# Travel Talk > Round the World Travel >  Round The World Trip

## travelworld

Well, for those members who have been around a while - you might have vague memories of me banging on for the last couple of years about my big trip end of 2010. 

Well, it's finally coming round and I went and booked the tickets on Saturday 

I'm crazy excited and I'm posting my intended itinerary here for anyone who has any ideas to add. I defo need help with the North American cities because I'm not a city person and am using the stops to break the flight back to the UK up.

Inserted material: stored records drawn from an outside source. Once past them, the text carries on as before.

PR #178, opened 2022-02-06
refactor(docs): integrate vivid components

### LINKED ISSUE #177: [docs] integrate app template components
Our docs should exemplify how vivid is integrated from the ground up.

All app template scaffolding should include vivid

- top app bar
- side drawer
- layout

yinonov:
Closes #177


rachelbt (dismissed):
Nice!!!
The only glitch I see is the `wvc-layout` that has margin: 24px that causes the main part unnecessary `margin-top`. It's a bit overkill to my opinion to use the layout only for margin.
image

yinonov:
> Nice!!!
> 
> The only glitch I see is the `wvc-layout` that has margin: 24px that causes the main part unnecessary `margin-top`. It's a bit overkill to my opinion to use the layout only for margin.
> 
> image
> 
> 

That's the only way to have the margin set by a token. The alternative is manual style. Any other idea?

rachelbt:
> > Nice!!!
> > The only glitch I see is the `wvc-layout` that has margin: 24px that causes the main part unnecessary `margin-top`. It's a bit overkill to my opinion to use the layout only for margin.
> > image
> 
> That's the only way to have the margin set by a token. The alternative is manual style. Any other idea?

maybe we need to consider exposing tokens for padding / margin and not only colors, or maybe even create global classes for that such as - `padding-base` that is `padding: 16px;` etc. (like Tailwind - but only for the good sides of it ;) )

yinonov:
> > > Nice!!!
> 
> > > The only glitch I see is the `wvc-layout` that has margin: 24px that causes the main part unnecessary `margin-top`. It's a bit overkill to my opinion to use the layout only for margin.
> 
> > > image
> 
> > 
> 
> > That's the only way to have the margin set by a token. The alternative is manual style. Any other idea?
> 
> 
> 
> maybe we need to consider exposing tokens for padding / margin and not only colors, or maybe even create global classes for that such as - `padding-base` that is `padding: 16px;` etc. (like Tailwind - but only for the good sides of it ;) )

Such tokens are in our current Q roadmap

rinaok (approved):

PR #179, opened 2022-02-07
docs(tokens): add color docs

rinaok:
Screen Shot 2022-02-07 at 16 54 07


apps/docs/_includes/navigation.njk
```diff
@@ -1,10 +1,25 @@
...
-    {%  for item in components %}
-    <li>
-        <a href="{{ ('/components/' + item.title) | url }}">{{ item.title }}</a>
-    </li>
-    {% endfor %}
-</ul>
-{% endblock %}
+    <a href="{{ '/' | url}}">Home</a>
+    <ul class="navigation">
+  <li>
```
yinonov, line 4: Maybe use layout?

yinonov (changes requested):

apps/docs/_includes/navigation.njk
rinaok: The navigation should use the side-drawer

PR #180, opened 2022-02-07
docs(layout): add css custom properties table

rinaok:


rinaok:
@yinonov @rachelbt We should consider adding some common style to all the tables in the readme files, cause now it doesn't look good.

rachelbt (approved):

PR #182, opened 2022-02-08
test(layout): add test coverage

rinaok:


yinonov (commented):
.

libs/components/src/lib/layout/layout.spec.ts
```diff
@@ -0,0 +1,77 @@
...
+			expect(element).toBeInstanceOf(Layout);
+			expect(element.gutters).toBeUndefined();
+			expect(element.columnBasis).toBeUndefined();
+			expect(element.columnSpacing).toBeUndefined();
+			expect(element.autoSizing).toBeUndefined();
+		});
+	});
+
+	describe('gutters', () => {
+		it('sets correct internal gutters style', async () => {
```
yinonov, line 29: Can u reword using 'should'?

yinonov (changes requested):

libs/components/src/lib/layout/layout.spec.ts
```diff
@@ -0,0 +1,77 @@
...
+	});
+
+	describe('gutters', () => {
+		it('should set correct internal gutters style', async () => {
+			const gutters = Size.BaseLarge;
+			(element as any).gutters = gutters;
+			await elementUpdated(element);
+
+			const control = element.shadowRoot?.querySelector(`.control.gutters-${gutters}`);
+			expect(control)
```
YonatanKra, line 35: Should I expect this to fail if I do not define `gutters`?

libs/components/src/lib/layout/layout.spec.ts
```diff
@@ -0,0 +1,77 @@
...
+
+
+	describe('column-basis', () => {
+		it('should set correct internal column-basis style', async () => {
+			const columnBasis = Size.BaseLarge;
+			(element as any).columnBasis = columnBasis;
+			await elementUpdated(element);
+
+			const control = element.shadowRoot?.querySelector(`.control.column-basis-${columnBasis}`);
+			expect(control)
```
YonatanKra, line 48: Same question regarding failure here

libs/components/src/lib/layout/layout.spec.ts
```diff
@@ -0,0 +1,77 @@
...
+			expect(element).toBeInstanceOf(Layout);
+			expect(element.gutters).toBeUndefined();
+			expect(element.columnBasis).toBeUndefined();
+			expect(element.columnSpacing).toBeUndefined();
+			expect(element.autoSizing).toBeUndefined();
+		});
+	});
+
+	describe('gutters', () => {
+		it('should set correct internal gutters style', async () => {
```
YonatanKra, line 29: Maybe class instead of style?
```suggestion
		it('should set correct internal gutters class', async () => {
```

libs/components/src/lib/layout/layout.spec.ts
```diff
@@ -0,0 +1,77 @@
...
+			const gutters = Size.BaseLarge;
+			(element as any).gutters = gutters;
+			await elementUpdated(element);
+
+			const control = element.shadowRoot?.querySelector(`.control.gutters-${gutters}`);
+			expect(control)
+				.toBeInstanceOf(Element);
+		});
```
YonatanKra, line 37: Should I expect this to fail if I do not define `gutters`?
We'd might want to check "before and after".
```suggestion
			const gutters = Size.BaseLarge;
			const control = getControlElement();
			const classExistsWithoutGutters = control.classes.hasClass(`control.gutters-${gutters}`);
			(element as any).gutters = gutters;
			await elementUpdated(element);

			expect(classExistsWithoutGutters).toEqual(false);
			expect(control.classes.hasClass(`control.gutters-${gutters}`)).toEqual(true);
		});
```
You can even refactor for better readability by extracting to meaningfully named functions.

libs/components/src/lib/layout/layout.spec.ts
```diff
@@ -0,0 +1,77 @@
...
+	});
+
+
+	describe('column-basis', () => {
+		it('should set correct internal column-basis style', async () => {
```
YonatanKra, line 42: Same as above both for `style => class` as well as the test itself.

libs/components/src/lib/layout/layout.spec.ts
```diff
@@ -0,0 +1,77 @@
...
+			await elementUpdated(element);
+
+			const control = element.shadowRoot?.querySelector(`.control.column-basis-${columnBasis}`);
+			expect(control)
+				.toBeInstanceOf(Element);
+		});
+	});
+
+	describe('column-spacing', () => {
+		it('should set correct internal column-spacing style', async () => {
```
YonatanKra, line 54: Same as above

libs/components/src/lib/layout/layout.spec.ts
```diff
@@ -0,0 +1,77 @@
...
+
+			const control = element.shadowRoot?.querySelector(`.control.column-spacing-${columnSpacing}`);
+			expect(control)
+				.toBeInstanceOf(Element);
+		});
+	});
+
+
+	describe('auto-sizing', () => {
+		it('should set correct internal auto-sizing style', async () => {
```
YonatanKra, line 67: Same as above

YonatanKra (changes requested):
See remarks in the tests files

yinonov (commented):
it seems like the width cross browsers' viewport is different

rinaok:
> is the width cross browsers' viewport different? 🤔

@yinonov @YonatanKra The UI test in Firefox looks different.

YonatanKra:
> > is the width cross browsers' viewport different? 🤔
> 
> @yinonov @YonatanKra The UI test in Firefox looks different. 

Yes it is different in each browser

yinonov (approved):

PR #186, opened 2022-02-09
chore(docs): setup serve mode for docs

### LINKED ISSUE #171: Setup a `serve` mode for docs
Should also build the dependencies and watch them

YonatanKra:
Just run `npm run nx serve docs` to run the docs in watch mode with all its current deps.
Note that this is a kind of `hack` outside Nx until we finalize the mechanism for styles. But should be good for development cycle right now.
closes #171


apps/docs/.eleventy.js
```diff
@@ -13,23 +13,25 @@ module.exports = function (eleventyConfig) {
   eleventyConfig.addPlugin(syntaxHighlight);
 
   eleventyConfig.addPassthroughCopy({
-    "dist/libs/components/styles/fonts/*.css": "assets/styles/fonts",
-    "dist/libs/components/styles/themes/*.css": "assets/styles/themes",
+    "dist/libs/styles/fonts/*.css": "assets/styles/fonts",
```
yinonov, line 16: Why revert?

YonatanKra: Cause I need to fix the components' `serve` for it to work this way.
So it's currently a hack until I fix it.

yinonov (approved):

We don’t plan on booking everything upfront, as we want to be free to wander in whatever direction the wind takes us – but we do have international flight dates and a general plan, and here it is: 

*22nd December 2010 – London Heathrow to Delhi, India* 

We’ll have a couple of days to investigate Delhi on our own before we are jog a trek into the jungle in search of tigers for a couple of weeks. At the end we will see the Taj Mahal before our onward journey. 

*9th January 2011 – Delhi, India to Bangkok, Thailand* 

We have 3 months in South East Asia before we catch a flight out of Singapore for our onward journey. In that time the general plan is to hire a car in Thailand and drive up to and around northern Thailand, before driving back down the east of Thailand – taking anywhere between 4 and 6 weeks in total (depending on what we find). 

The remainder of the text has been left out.